The professor’s favouritism made me uncomfortable. I didn’t like the way Marina spoke about it either: she simultaneously criticized the ‘nepotistic structures’ of university, but was clearly complicit in it, in the fact she wanted to keep her scholarship. It hurt my head to think about this, so I tried not to.

Instead I deflected my dissatisfaction onto Henry and the professor. Conspiracy theories about them raced through my mind. One day I put one of them to Marina.

‘Do you think …?’

‘Do I think what?’

‘Henry and Montgomery …’ I said. I waggled my eyebrows, attempting to appear breezy and flippant.

‘Nah,’ Marina retorted, somewhat irritably. ‘For one thing, he’s definitely into girls.’

‘Who, Henry?’

‘God knows about him.’

‘Then Montgomery?’

‘Yes,’ she said. ‘He’s got a wife but … to be honest, there are always other women. He was always accompanied by a “friend” to events, even when I was a kid. There would always be something dangling off his arm.’

This seemed to me so unlikely that I recoiled.
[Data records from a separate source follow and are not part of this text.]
PR #2078, opened 2025-02-16
Fix #2072 throw an exception instead of a crash for unknown type plat…

### LINKED ISSUE #2072: Error: type '_Map<String, dynamic>' is not a subtype of type 'bool?' in type cast
**Describe the bug**
There is a good number of Firebase Crashlytics getting fired when we try ti call `.isPlatformPaySupported`. This seems to happen to Android only.

StackTrace:
```
Error: type '_Map<String, dynamic>' is not a subtype of type 'bool?' in type cast, StackTrace: #1335 MethodChannel._invokeMethod (package:flutter/src/services/platform_channel.dart:334) <asynchronous suspension>
#1572 MethodChannelStripe.isPlatformPaySupported
(package:stripe_platform_interface/src/method_channel_stripe.dart:428
<asynchronous suspension> #2027 
Stripe.isPlatformPaySupported (package:flutter_stripe/src/stripe.dart:135 <asynchronous suspension>
```

We are trying to use `Stripe.instance.isPlatformPaySupportedListenable.value` where value is expecting a bool, yet for some reason, we are getting `_Map<String, dynamic>`. I assume there is an exception happening and we can try catch it, but nothing is standing out as to why this error is coming from the library?

**To Reproduce**
Haven't been able to reproduce ourselves

**Expected behavior**
No crash alerts coming into crashlytics.

**Smartphone / tablet** - OS: Android 13 & 14
 - Package version: 11.1.0
 - Flutter version 3.24.3

**Additional context**

remonh87:
…form pay supported

### DIFF
--- a/packages/stripe_platform_interface/lib/src/method_channel_stripe.dart
+++ b/packages/stripe_platform_interface/lib/src/method_channel_stripe.dart
@@ -424,10 +424,16 @@ class MethodChannelStripe extends StripePlatform {
   }) async {
     bool? isSupported;
     if (params == null) {
-      isSupported =
-          await _methodChannel.invokeMethod('isPlatformPaySupported', {
+      final result =
+          await _methodChannel.invokeMethod<dynamic>('isPlatformPaySupported', {
         'params': {},
       });
+
+      if (result is bool) {
+        isSupported = result;
+      } else {
+        StripeException.fromJson(result);
+      }
     } else {
       isSupported = await _methodChannel
           .invokeMethod('isPlatformPaySupported', {'params': params.toJson()});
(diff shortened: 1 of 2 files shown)


packages/stripe_platform_interface/lib/src/method_channel_stripe.dart
```diff
@@ -424,10 +424,20 @@ class MethodChannelStripe extends StripePlatform {
...
-          await _methodChannel.invokeMethod('isPlatformPaySupported', {
+      final result =
+          await _methodChannel.invokeMethod<dynamic>('isPlatformPaySupported', {
         'params': {},
       });
+
+      if (result is bool) {
+        isSupported = result;
+      } else {
+        throw StripeException(
```
jonasbark, line 435: That would then result in a different exception rather than a fix. Did you find out what the result contains if not bool?

remonh87: sorry forgot to force push 😂

PR #2101, opened 2025-03-16
Sync

remonh87:


jonasbark (approved):

jonasbark:
15d06dc fix: cardfield methods

@remonh87 this change was on purpose as Stripe changed it as well. Can you double check?

remonh87:
> [15d06dc](https://github.com/flutter-stripe/flutter_stripe/commit/15d06dcfc91f24c039d610b848765ab7a3a44ce3) fix: cardfield methods
> 
> @remonh87 this change was on purpose as Stripe changed it as well. Can you double check?

@jonasbark  yes I see that on Android but not on iOS as there it is still oncardchange: 

    func onCardChange(_ arguments: Dictionary<AnyHashable, Any>?) {
        channel.invokeMethod("onCardChange", arguments: arguments)
    }

so shall we then fix it in Swift in our factory to keep it consistent?

PR #2170, opened 2025-07-07
fixed: incorrect to register cancel callback in PaymentRequest

howmind:
When cancel Google Pay in chrome, never show the native payment sheet again.
After use the correct invoke, the issue has gone.


remonh87 (approved):
thanks

Issue #2180, opened 2025-07-17
collectBankAccountToken failing due to missing parameter.


rafaelortizzableh:
**Describe the bug**
Calling collectBankAccountToken fails due to missing params parameter when calling the Method Channel. An Invalid Parameters Exception is thrown.

**To Reproduce**
1. Get a financial connections session client secret with a secret key. 
2. Pass that client secret to the `collectBankAccountToken` method as a parameter. Passing the `params` parameter is optional, but the failures occurs whether it's present or not.
3. Observe a failure with exception `PlatformException` with the following stack trace:
```
#0      JSONMethodCodec.decodeEnvelope (package:flutter/src/services/message_codecs.dart:168:7)
#1      MethodChannel._invokeMethod (package:flutter/src/services/platform_channel.dart:370:18)
<asynchronous suspension>
#2      MethodChannel.invokeMapMethod (package:flutter/src/services/platform_channel.dart:570:43)
<asynchronous suspension>
#3      MethodChannelStripe.collectBankAccountToken (package:stripe_platform_interface/src/method_channel_stripe.dart:559:20)
<asynchronous suspension>
 ... 
```

**Expected behavior**
The method is called correctly and the modal sheet that allows user to connect a bank is show.

**Smartphone / tablet**
 - Device: iPhone 13 Pro
 - OS: iOS 18
 - Package version: 11.5.0
 - Flutter version 3.32.6 (stable)

**Additional context**
After forking and adding the missing parameter, the method gets called correctly, but the `userInterfaceStyle: UserInterfaceStyle.alwaysLight` property under params is not respected.

remonh87:
merged the pr (thanks!) we will ship it in the next release hopefully coming week

PR #2181, opened 2025-07-17
fix: add missing param to collectBankAccountToken method channel

rafaelortizzableh:
Should fix the main issue reported on #2180.


remonh87 (approved):
thanks

PR #2188, opened 2025-08-02
Sync

remonh87:
Biggest sync since years


remonh87:
@jonasbark  I am thinking before shipping lets add support for freezed as well since it is a breaking release

alexodus:
> @jonasbark I am thinking before shipping lets add support for freezed as well since it is a breaking release. I can work on it let me know your thoughts

with freezed 3.2.0 map/when are back.

remonh87:
> > @jonasbark I am thinking before shipping lets add support for freezed as well since it is a breaking release. I can work on it let me know your thoughts
> 
> with freezed 3.2.0 map/when are back.

that is good news! will save a lot of hassle.

PR #2202, opened 2025-08-22
Changing Stripe packages

fareed069417:


remonh87:
Thank you for contributing but unfortunately I have to reject this changeset. All files in the reactnativesdk folder are a 1 on 1 copy of the react native stripe sdk. This allows us for a risk free and relatively quick sync. By accepting this changeset each sync with the stripe official sdk will be more painful.

PR #2258, opened 2025-11-11
Prefer `initSurfaceAndroidView` instead of `initExpensiveAndroidView`

lreardon:
initSurfaceAndroidView is a newer method that tries to avoid expensive rendering methods unless necessary. It increases performance significantly on older devices and prevents intermittent crashes.

## Summary by CodeRabbit

* **New Features**
  * Added new Android rendering option for payment form components, providing an alternative surface-based platform view implementation.

* **Refactor**
  * Updated Android platform view rendering strategy across payment widgets (CardField, CardFormField, AddressSheet, AUBECSDebitForm, GooglePayButton) to use surface-based rendering for improved performance and consistency.


remonh87:
@jonasbark  what do you think shall we take this change along with the new sync? I think it can dramatically improve the performance

PR #2264, opened 2025-11-18
[FIX] CollectBankAccountToken

maksym-eshyft:
Move the created workaround logic within `collectBankAccountToken` to execute only after confirming no error occurred.

This prevents an access error that occurs when a user cancels the bank account collection flow, as the result object is incomplete and attempting to read the created property throws an exception.


maksym-eshyft:
@remonh87 @jonasbark

PR #2312, opened 2026-01-26
fix: 2306 remove descendantsAreFocusable are focusable as it dismisse…

remonh87:
…s the keyboard when we do not want it


jonasbark:
same as https://github.com/flutter-stripe/flutter_stripe/pull/2316 but the other one has more context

‘Ew,’ I said. ‘Who would … where did he even find them?’

‘Everywhere,’ she said.

‘But where?’

Everywhere, Eva. That’s how it works. He just … some people are like that. Women get desperate when they’re older.’

‘Does his wife know?’

‘No idea.’

I would try to push the conversation a little further then, try to dig a little bit more about the circumstances in which Marina and Montgomery knew each other, what he’d been like at those parties and out of office hours, but she would never dwell on the topic for long. It was fair, I guess, because I was so needy in my questioning.

‘You absorb too much popular culture,’ Marina said to me once. ‘That’s your problem. You see a story in everything. You’ve got so much wasted mental energy. Life isn’t a novel, Eva. We’re not in The Secret fucking History.’

This made me laugh so much that I started choking.